**Task to carry out**
List all lines of the data that include the string "unsafe".

::::::

PR #3299, opened 2022-12-04
Add `IO#voidError`

### LINKED ISSUE #3152: Add a combinator which eats unhandled errors
Ultimately this would need to be added in Cats as well as in Cats Effect, but we can start here with `IO`. The motivating use-case is when someone has a fiber with the following sort of definition:

```scala
IO.deferred[OutcomeIO[A]] flatMap { oc =>
  fa.guaranteeCase(oc.complete(_).void).start
  // ...
}
```

If `fa` produces an error, that error will be correctly shifted into the `Deferred` and (presumably) handled, but this indirect process is invisible to Cats Effect, and thus it will consider any errors in `fa` to be "unhandled". This in turn triggers the much-maligned side-channeling (via the `ExecutionContext`). This pattern is particularly common in Fs2, which makes for a very unnecessarily chatty stderr out of the box.

A simple combinator could help resolve this problem at the definition site:

```scala
// name tbd
def swallowErrors(action: IO[Unit]): IO[Unit] =
  action.handleError(_ => ())
```

This would allow the definition site to be changed relatively easily:

```scala
IO.deferred[OutcomeIO[A]] flatMap { oc =>
  fa.guaranteeCase(oc.complete(_).void).swallowErrors.start
  // ...
}
```

In a sense, this is much more prescriptively correct formulation, and it completely avoids the issue of the overly chatty error reporting, but it will take some time to percolate through the ecosystem. A simple combinator can help this process along.

armanbilge:
Closes https://github.com/typelevel/cats-effect/issues/3152

### DIFF
--- a/core/shared/src/main/scala/cats/effect/IO.scala
+++ b/core/shared/src/main/scala/cats/effect/IO.scala
@@ -802,6 +802,9 @@ sealed abstract class IO[+A] private () extends IOPlatform[A] {
   def void: IO[Unit] =
     map(_ => ())
 
+  def voidError(implicit ev: A <:< Unit): IO[Unit] =
+    asInstanceOf[IO[Unit]].handleError(_ => ())
+
   /**
    * Converts the source `IO` into any `F` type that implements the [[LiftIO]] type class.
    */
--- a/core/shared/src/main/scala/cats/effect/IO.scala
+++ b/core/shared/src/main/scala/cats/effect/IO.scala
@@ -802,8 +802,10 @@ sealed abstract class IO[+A] private () extends IOPlatform[A] {
   def void: IO[Unit] =
     map(_ => ())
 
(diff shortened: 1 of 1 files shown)


core/shared/src/main/scala/cats/effect/IO.scala
```diff
@@ -802,6 +802,9 @@ sealed abstract class IO[+A] private () extends IOPlatform[A] {
   def void: IO[Unit] =
     map(_ => ())
 
+  def voidError(implicit ev: A <:< Unit): IO[Unit] =
+    asInstanceOf[IO[Unit]].handleError(_ => ())
```
```suggestion
  def voidError(implicit ev: A <:< Unit): IO[Unit] = {
    val _ = ev
    asInstanceOf[IO[Unit]].handleError(_ => ())
  }
```

djspiewak (approved):

PR #3300, opened 2022-12-04
Specialize `Ref` for `Boolean`, `Int`, `Long`

### LINKED ISSUE #3181: Specialize primitive `Ref`s during construction
If we check `getClass` on the initial value passed to the constructor, we should be able to sort out whether it's actually a primitive ref, and then use `AtomicInteger`/`AtomicLong`/`AtomicBoolean`/etc instead. Once we do *that*, we can further specialize operations like `update` since `Function1` is specialized on primitives, meaning that we can get fully unboxed `Ref` operations in the normal case.

Whoever does this should add some benchmarks.

armanbilge:
Closes https://github.com/typelevel/cats-effect/issues/3181.

I think this covers everything, except the benchmarks.

### DIFF
--- a/kernel/js-native/src/main/scala/cats/effect/kernel/kernelplatform.scala
+++ b/kernel/js-native/src/main/scala/cats/effect/kernel/kernelplatform.scala
@@ -14,22 +14,10 @@
  * limitations under the License.
  */
 
-package cats.effect
+package cats.effect.kernel
 
-package object kernel extends kernelplatform {
-
-  type MonadCancelThrow[F[_]] = MonadCancel[F, Throwable]
-  val MonadCancelThrow = MonadCancel
-
-  type Spawn[F[_]] = GenSpawn[F, Throwable]
-  val Spawn = GenSpawn
-
-  type Temporal[F[_]] = GenTemporal[F, Throwable]
-  val Temporal = GenTemporal
-
-  type Concurrent[F[_]] = GenConcurrent[F, Throwable]
-  val Concurrent = GenConcurrent
-
-  type ParallelF[F[_], A] = Par.ParallelF[F, A]
-  val ParallelF = Par.ParallelF
+private[effect] trait kernelplatform {
+  private[kernel] type SyncBooleanRef[F[_]] = SyncRef[F, Boolean]
+  private[kernel] type SyncIntRef[F[_]] = SyncRef[F, Int]
+  private[kernel] type SyncLongRef[F[_]] = SyncRef[F, Long]
 }
--- a/kernel/shared/src/main/scala/cats/effect/kernel/GenTemporal.scala
+++ b/kernel/shared/src/main/scala/cats/effect/kernel/GenTemporal.scala
@@ -194,7 +194,7 @@ trait GenTemporal[F[_], E] extends GenConcurrent[F, E] with Clock[F] {
         if (offset1 < offset2) cacheValues1 else cacheValues2
     }
 
-    minCacheValuesF.flatMap(ref).map { cacheValuesRef =>
+    minCacheValuesF.flatMap(ref(_)).map { cacheValuesRef =>
       monotonic.flatMap { timeNow =>
         cacheValuesRef.get.flatMap {
           case (cacheRefreshTime, offset) =>
--- a/kernel/shared/src/main/scala/cats/effect/kernel/Ref.scala
+++ b/kernel/shared/src/main/scala/cats/effect/kernel/Ref.scala
@@ -132,6 +132,9 @@ object Ref {
     "Cannot find an instance for Ref.Make. Add implicit evidence of Concurrent[${F}, _] or Sync[${F}] to scope to automatically derive one.")
   trait Make[F[_]] {
     def refOf[A](a: A): F[Ref[F, A]]
+    def refOf(b: Boolean): F[Ref[F, Boolean]] = refOf[Boolean](b)
+    def refOf(i: Int): F[Ref[F, Int]] = refOf[Int](i)
+    def refOf(l: Long): F[Ref[F, Long]] = refOf[Long](l)
   }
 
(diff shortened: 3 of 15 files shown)


kernel/js-native/src/main/scala/cats/effect/kernel/kernelplatform.scala
```diff
@@ -0,0 +1,23 @@
...
+ * limitations under the License.
+ */
+
+package cats.effect.kernel
+
+private[effect] trait kernelplatform {
+  private[kernel] type SyncBooleanRef[F[_]] = SyncRef[F, Boolean]
+  private[kernel] type SyncIntRef[F[_]] = SyncRef[F, Int]
+  private[kernel] type SyncLongRef[F[_]] = SyncRef[F, Long]
+}
```
armanbilge, line 23: There's no point specializing these on JS.

kernel/shared/src/main/scala/cats/effect/kernel/GenTemporal.scala
```diff
@@ -194,7 +194,7 @@ trait GenTemporal[F[_], E] extends GenConcurrent[F, E] with Clock[F] {
         if (offset1 < offset2) cacheValues1 else cacheValues2
     }
 
-    minCacheValuesF.flatMap(ref).map { cacheValuesRef =>
+    minCacheValuesF.flatMap(ref(_)).map { cacheValuesRef =>
```
armanbilge, line 197: Unfortunately this is going to be source-breaking.

kernel/shared/src/main/scala/cats/effect/kernel/Ref.scala
```diff
@@ -245,6 +269,15 @@ object Ref {
...
   def unsafe[F[_], A](a: A)(implicit F: Sync[F]): Ref[F, A] = new SyncRef(a)
 
+  private[effect] def unsafe[F[_]](b: Boolean)(implicit F: Sync[F]): Ref[F, Boolean] =
+    new SyncBooleanRef(b)
+
+  private[effect] def unsafe[F[_]](i: Int)(implicit F: Sync[F]): Ref[F, Int] =
+    new SyncIntRef(i)
+
+  private[effect] def unsafe[F[_]](l: Long)(implicit F: Sync[F]): Ref[F, Long] =
+    new SyncLongRef(l)
```
armanbilge, line 279: Since we are sour on these, I kept them private. Also there's various constructors here I didn't specialize. I guess I can take another look at those ...

armanbilge:
```
[info] Benchmark                              Mode  Cnt     Score    Error  Units
[info] RefBenchmark.getAndUpdateGeneric      thrpt   20  2464.489 ± 15.611  ops/s
[info] RefBenchmark.getAndUpdateSpecialized  thrpt   20  2442.461 ± 15.476  ops/s
[info] RefBenchmark.modifyGeneric            thrpt   20  2260.022 ± 86.474  ops/s
[info] RefBenchmark.modifySpecialized        thrpt   20  2179.681 ± 78.504  ops/s
```

kernel/shared/src/main/scala/cats/effect/kernel/GenTemporal.scala
djspiewak: Am very okay with that :-)

djspiewak:
Wait… there's no performance difference at all? What are we missing?

armanbilge:
I'm not sure. Just for the record, the boxing _is_ going away.

Here's how `spin` decompiles for `getAndUpdate`:
```java
    private final long spin$1(Function1 f$1) {
        long u;
        long l;
        while (!this.al.compareAndSet(l = this.al.get(), u = f$1.apply$mcJJ$sp(l))) {
        }
        return l;
    }
```

And here is the specialized lambda passed to it in the benchmark.
```java
    private static final IO loop$2(int remaining, long acc, Ref ref$2) {
        if (remaining == 0) {
            return IO$.MODULE$.apply((Function0)(JFunction0.mcJ.sp & Serializable)() -> acc);
        }
        return ((IO)ref$2.getAndUpdate((Function1)(JFunction1.mcJJ.sp & Serializable)x$1 -> x$1 + 1L)).flatMap((Function1 & Serializable)prev -> RefBenchmark$.loop$2(remaining - 1, acc + BoxesRunTime.unboxToLong((Object)prev), ref$2));
    }
```

tests/shared/src/test/scala/cats/effect/kernel/RefSpec.scala
```diff
@@ -36,86 +80,90 @@ class RefSpec extends BaseSpec with DetectPlatform { outer =>
 
     // }
 
+    "specialize" in ticked { implicit ticker =>
```
filipwiech, line 83: Would it make sense to add more specialization tests for other constructors introduced in this PR (for example in `Ref` and `Resource`)? 🙂

djspiewak:
I did some bytecode spelunking. I still can't figure out why your new versions aren't faster, but it did occur to me that there are some meaningful limitations to this technique without leveraging `@specialized` on `Ref` itself, which comes with its own problems. In particular, `set` really should be specialized, but can't be without that step. Not tested here though.

I'm going to stare at the bytecode some more. Genuinely this doesn't make sense.

armanbilge:
Yep, I realized that as well. I don't think we can specialize `Ref` anyway because it's an `abstract class` and not a `trait`.

However, we could introduce `IntRef extends Ref` and friends, that expose a specialized overload of `set`. We'd have to expose this type in `Concurrent` and the default implementation would have to be a terrible wrapper around generic `Ref`, however we would override with the optimized version on all the implementations we control.

djspiewak:
Having pondered this for a while… I think this whole idea just isn't going to work. We can't get rid of the boxing on `get` or `set`, which is really where the value would be.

::::::

**The answer**
   def unsafe[F[_], A](a: A)(implicit F: Sync[F]): Ref[F, A] = new SyncRef(a)
+  private[effect] def unsafe[F[_]](b: Boolean)(implicit F: Sync[F]): Ref[F, Boolean] =
+  private[effect] def unsafe[F[_]](i: Int)(implicit F: Sync[F]): Ref[F, Int] =
+  private[effect] def unsafe[F[_]](l: Long)(implicit F: Sync[F]): Ref[F, Long] =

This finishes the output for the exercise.